AIM OF THE EXERCISE: Where does the string "could" appear in the records? Copy each line that holds it.

--- START ---

PR #1162, opened 2023-05-10
Sim core iss86

### LINKED ISSUE #1161: Event topology based PN filters + Alternative PN models
The main work here is over in https://github.com/LDMX-Software/SimCore/pull/88 and the corresponding issue https://github.com/LDMX-Software/SimCore/issues/86. However, in order for some of the models in there to be useful, you want to have some filters that veto events that don't have the kind of final state that you are interested in. This can happen for example if you have a PN reaction with a nucleus where you don't apply your model. 

To make adding such filters straight forward a generic filter ABC for looking at a PN event and based on the secondaries either accept or reject. I've included two such filters for the nothing hard/single neutron case. There isn't a need for a filter corresponding to the https://github.com/LDMX-Software/SimCore/blob/3aea21f15567975c86ee267753cf01749f6884f0/include/SimCore/PhotoNuclearModels/BertiniAtLeastNProductsModel.h model since the current PN products filter does this.

Chronologically, this should come after #1135 and #1160.

EinarElen:

This resolves #1161. Most of the details are over in SimCore, but this does add a new filter category that lets you veto events where you had a PN reaction but it didn't produce a final state that you are interested in. This includes two such filters, but adding new ones is trivial and shouldn't really require more code than e.q. 
```C++
bool SomeFilter::rejectEvent(
    const std::vector<G4Track*>& secondaries) const {
  for (const auto& secondary : secondaries) {
    // Get the PDG ID of the track
    const auto pdgID{
        std::abs(secondary->GetParticleDefinition()->GetPDGEncoding())};
    if (skipCountingParticle(pdgID)) {
      continue;
    }
    auto energy{secondary->GetKineticEnergy()};
   // Perform some bookkeeping 
  }
  // Decide on or not to reject the event
  return some_veto_condition;
}
```

## Check List

See the SimCore PR

### Related Sub-Module PRs

- https://github.com/LDMX-Software/SimCore/pull/88

### DIFF
--- a/Biasing/include/Biasing/PhotoNuclearTopologyFilters.h
+++ b/Biasing/include/Biasing/PhotoNuclearTopologyFilters.h
@@ -1,0 +1,124 @@
+#ifndef PHOTONUCLEARTOPOLOGYFILTERS_H
+#define PHOTONUCLEARTOPOLOGYFILTERS_H
+
+/*~~~~~~~~~~~~~*/
+/*   SimCore   */
+/*~~~~~~~~~~~~~*/
+#include "SimCore/UserAction.h"
+#include "SimCore/UserTrackInformation.h"
+/*~~~~~~~~~~~~~~~*/
+/*   Framework   */
+/*~~~~~~~~~~~~~~~*/
+#include <G4RunManager.hh>
+#include <G4Step.hh>
+
+#include "Framework/Configure/Parameters.h"
+// Forward declaration
+
+namespace biasing {
+
+/**
+ * Abstract base class for a user action used to filter out photo-nuclear events
+ * that don't match the topology the user is interested in studying. Derived
+ * classes implement the event rejection
+ *
+ * Similar to the PhotoNuclearProductsFilter, this user action will only process
+ * steps whose associated track has been tagged as a "PN Gamma". This tag is
+ * currently only set in ECalProcessFilter and needs to be placed in the
+ * UserAction pipeline before this class.
+ *
+ */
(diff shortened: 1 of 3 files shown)


tomeichlersmith:
The "conflicts" are due to the commits that were merged into `trunk` not via rebase and are here. You could try `git rebase -i` and remove the commits already merged, or just create a new branch.
```
git checkout trunk
git pull
git branch -D SimCore-iss86 # delete local copy of this branch
git checkout -b SimCore-iss86 # create new branch off trunk with same name
# make desired changes, probably updating SimCore
cd SimCore
git checkout trunk
git pull
cd ..
git add SimCore
git commit -m "update SimCore with new PN model infrastructure"
# forcefully push your new local branch to this one, setting this one as its upstream
git push -fu origin trunk
```

tomeichlersmith:
*Bad news*: The PR validation was run _before_ the updated gold histograms were merged into trunk so they do not faithfully check against the new histograms.

*Good news*: It looks like the exact same histograms failed as in PR #1160 which would imply that this PR does not change the PN DQM (which is expected and what we would want).

I am going to ask for the workflow to be "rerun" - although I fear that it will use the old trunk commit in order to do a "perfect" rerun.

EinarElen:
If we need to change something to trigger a rerun, we could add Lenes suggested change for the default TS collection name (I'll test it locally first of course)

tomeichlersmith (approved):
Good work, this looks great :)

For my future reference: I confirmed that SimCore is on tag v1.5.0

bryngemark (approved):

--- END ---

YOUR SOLUTION:
The "conflicts" are due to the commits that were merged into `trunk` not via rebase and are here. You could try `git rebase -i` and remove the commits already merged, or just create a new branch.
If we need to change something to trigger a rerun, we could add Lenes suggested change for the default TS collection name (I'll test it locally first of course)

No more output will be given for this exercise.